Inhibition of ATP-Induced Glutamate Release by MRS2179 in Cultured Dorsal Spinal Cord Astrocytes

Abstract

It was reported that ATP, an excitatory chemical mediator, exerts its effects by activation of the P2X (ligand-gated cationic channels) and P2Y (G protein-coupled receptors) purinoceptors in the nervous system. In the present work, we used confocal laser scanning microscopy and high-performance liquid chromatography to assess the role of the P2Y₁ receptor in ATP-evoked Ca²⁺ mobilization and glutamate release from cultured dorsal spinal cord astrocytes. ATP (0.01–100 µmol/l) produces a dose-dependent rise in the Ca²⁺ relative fluorescence intensity in cultured astrocytes. N6methyl-2′-deoxyadenosine-3′,5′-bisphosphate (MRS2179, 0.01–100 µmol/l), a P2Y₁-specific antagonist, could dose-dependently inhibit ATP-evoked Ca²⁺ mobilization. In addition, 100 µmol/l ATP caused glutamate efflux from cultured dorsal spinal cord astrocytes in a time-dependent manner. 100 µmol/l MRS2179 significantly inhibited the glutamate efflux induced by ATP, which suggests that P2Y₁ receptor activation is responsible for the ATP-induced glutamate efflux from astrocytes.

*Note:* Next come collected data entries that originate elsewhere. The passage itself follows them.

PR #4676, opened 2024-05-19
Fixed TextDisplay's offsets.

stromsoftware:
Fixed TextDisplay's offsets by adding the Translation (https://wiki.vg/Entity_metadata#Entity_Metadata_Format), mainly for passenger entities.


core/src/main/java/org/geysermc/geyser/entity/type/DisplayBaseEntity.java
```diff
@@ -0,0 +1,84 @@
+/*
+ * Copyright (c) 2019-2023 GeyserMC. http://geysermc.org
```
rtm516, line 2:
```suggestion
 * Copyright (c) 2024 GeyserMC. http://geysermc.org
```

core/src/main/java/org/geysermc/geyser/entity/EntityDefinitions.java
```diff
@@ -316,6 +316,8 @@ public final class EntityDefinitions {
                     .addTranslator(null) // Height
                     .addTranslator(null) // Glow color override
                     .build();
+
+
             TEXT_DISPLAY = EntityDefinition.inherited(TextDisplayEntity::new, displayBase)
```
rtm516, line 321:
```suggestion
                    .build();
            TEXT_DISPLAY = EntityDefinition.inherited(TextDisplayEntity::new, displayBase)
```

core/src/main/java/org/geysermc/geyser/entity/type/DisplayBaseEntity.java
```diff
@@ -0,0 +1,84 @@
...
+    public void setTranslation(EntityMetadata<Vector3f, ?> translationMeta){
+        this.baseTranslation = translationMeta.getValue();
+        if(this.vehicle == null){
+            this.setRiderSeatPosition(this.baseTranslation);
+            this.moveRelative(0, this.baseTranslation.getY(), 0, yaw, pitch, headYaw, false);
+        } else {
+            this.setRiderSeatPosition(this.baseTranslation.add(getMountOffset(this, this.vehicle)));
+        }
+
+    }
```
rtm516, line 79:
```suggestion
    public void setTranslation(EntityMetadata<Vector3f, ?> translationMeta) {
        this.baseTranslation = translationMeta.getValue();
        if(this.vehicle == null) {
            this.setRiderSeatPosition(this.baseTranslation);
            this.moveRelative(0, this.baseTranslation.getY(), 0, yaw, pitch, headYaw, false);
        } else {
            this.setRiderSeatPosition(this.baseTranslation.add(getMountOffset(this, this.vehicle)));
        }
    }
```

core/src/main/java/org/geysermc/geyser/entity/type/DisplayBaseEntity.java
```diff
@@ -0,0 +1,84 @@
...
+    public void setScale(EntityMetadata<Vector3f, ?> translationMeta){
+
+    }
```
rtm516, line 82: Why is this here as an empty function?

core/src/main/java/org/geysermc/geyser/entity/type/DisplayBaseEntity.java
```diff
@@ -0,0 +1,84 @@
...
+import org.geysermc.mcprotocollib.protocol.data.game.entity.metadata.EntityMetadata;
+import org.geysermc.mcprotocollib.protocol.data.game.entity.metadata.type.BooleanEntityMetadata;
+import org.jetbrains.annotations.Async;
+
+import java.util.Optional;
+import java.util.UUID;
+
+import static org.geysermc.geyser.util.EntityUtils.getMountOffset;
+
+// Note: 1.19.4 requires that the billboard is set to something in order to show, on Java Edition
```
rtm516, line 43:
```suggestion
```

core/src/main/java/org/geysermc/geyser/util/EntityUtils.java
```diff
@@ -227,6 +234,57 @@ public static void updateMountOffset(Entity passenger, Entity mount, boolean rid
         }
     }
 
+    public static Vector3f getMountOffset(Entity passenger, Entity mount) {
```
rtm516, line 237: Should this not be in TextDisplayEntity somewhere?

rtm516 (changes requested):

onebeastchris (changes requested):

core/src/main/java/org/geysermc/geyser/entity/type/DisplayBaseEntity.java
stromsoftware: Text displays can't be scaled with that but only glyphs, so it's basically useless, but could be needed for future implementations.

core/src/main/java/org/geysermc/geyser/util/EntityUtils.java
stromsoftware: No there isn't any method like that, only one similar method, but I don't recommend merging them into one.

core/src/main/java/org/geysermc/geyser/entity/type/DisplayBaseEntity.java
rtm516: Your defining it as a translator but then not doing anything, might as well keep it to just a null translator

core/src/main/java/org/geysermc/geyser/util/EntityUtils.java
Camotoy: Most of the code here is a duplicate of the above updateMountOffset. Please find a way to consolidate/reuse code.

stromsoftware: Consolidate made in [5b6823b](https://github.com/GeyserMC/Geyser/pull/4676/commits/5b6823b5fba62409aca960d93de3df449186fb54)

core/src/main/java/org/geysermc/geyser/entity/EntityDefinitions.java
onebeastchris: @stromsoftware why did you mark this as resolved? this wasn't addressed

core/src/main/java/org/geysermc/geyser/entity/type/DisplayBaseEntity.java
onebeastchris: @stromsoftware this wasn't removed, so this isn't actually resolved either

core/src/main/java/org/geysermc/geyser/util/EntityUtils.java
```diff
@@ -153,6 +154,9 @@ private static float getHeightOffset(Entity passenger) {
      * Adjust an entity's height if they have mounted/dismounted an entity.
      */
     public static void updateMountOffset(Entity passenger, Entity mount, boolean rider, boolean riding, boolean moreThanOneEntity) {
+        if(passenger instanceof TextDisplayEntity textDisplay
+                && textDisplay.baseTranslation == null ) return;
+
```
onebeastchris, line 159: As per our contributer note, please follow the formatting guidelines: 
https://github.com/GeyserMC/Geyser/blob/master/CONTRIBUTING.md

```suggestion
        if (passenger instanceof TextDisplayEntity textDisplay
                && textDisplay.baseTranslation == null) return;

```

onebeastchris (changes requested):

stromsoftware:
Why is this still not approved?

core/src/main/java/org/geysermc/geyser/util/EntityUtils.java
```diff
@@ -223,7 +223,10 @@ public static void updateMountOffset(Entity passenger, Entity mount, boolean rid
                 yOffset -= armorStand.getYOffset();
             }
             Vector3f offset = Vector3f.from(xOffset, yOffset, zOffset);
-            passenger.setRiderSeatPosition(offset);
+
+            passenger.setRiderSeatPosition( passenger instanceof TextDisplayEntity textDisplay ?
+                    textDisplay.baseTranslation.add(offset).add(0f, 0.2f, 0f) : offset
+            );
```
onebeastchris, line 229: As above - we shouldn't add specific entity workaround to general utility methods. Instead, please find a way to either move this to the text display entity,  or add it to a new switch case above.

onebeastchris (changes requested):
Here you go - after these, this should be good to merge. If you have questions about how to implement specifics, feel free to reach out via discord.

onebeastchris:
Looks better now, but if you're alright with that, I'd push a few minor changes to this PR myself - I'm pretty sure that we could cancel the entity mount offset from getting applied in a way that doesn't involve adding an extra check to that static method.

stromsoftware:
> Looks better now, but if you're alright with that, I'd push a few minor changes to this PR myself - I'm pretty sure that we could cancel the entity mount offset from getting applied in a way that doesn't involve adding an extra check to that static method.

It was messing with the offsets until I added that check, it seems like the function is triggering before `setTranslation` is being fed which results in the null value on `baseTranslation` and sets the wrong(no) offsets. But the tricky part here is that it doesn't happen every time and not always on every passenger, so the issue isn't that easy to fix and will require debugging and testing or you can mess it up quite easily.

core/src/main/java/org/geysermc/geyser/entity/type/DisplayBaseEntity.java
```diff
@@ -0,0 +1,77 @@
...
+    }
+
+    public void setTranslation(EntityMetadata<Vector3f, ?> translationMeta){
+        this.baseTranslation = translationMeta.getValue();
+        if (this.baseTranslation == null) {
+            return;
+        }
+        if (this.vehicle == null) {
+            this.setRiderSeatPosition(this.baseTranslation);
+            this.moveRelative(0, this.baseTranslation.getY(), 0, yaw, pitch, headYaw, false);
```
onebeastchris, line 67: Why is only the y translation considered here (and x/z ignored)?

onebeastchris (approved):
I've pushed some smaller cleanup changes (codestyle fixes, removed the hasTranslation variable) - just one final thing, and then this should be good to be merged. Sorry for the wait!

core/src/main/java/org/geysermc/geyser/entity/type/DisplayBaseEntity.java
stromsoftware: Because I didn't needed it, but it should be there.

onebeastchris (approved):
Looks okay now. Thanks!

rtm516 (approved):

Taken together, our results demonstrate that P2Y₁ receptor plays an important role in modulating the function of astrocytes, which raises the possibility that MRS2179, a potent P2Y₁-specific antagonist, may become a potential drug in treating many chronic neurological diseases characterized by astrocytic activation in the nervous system.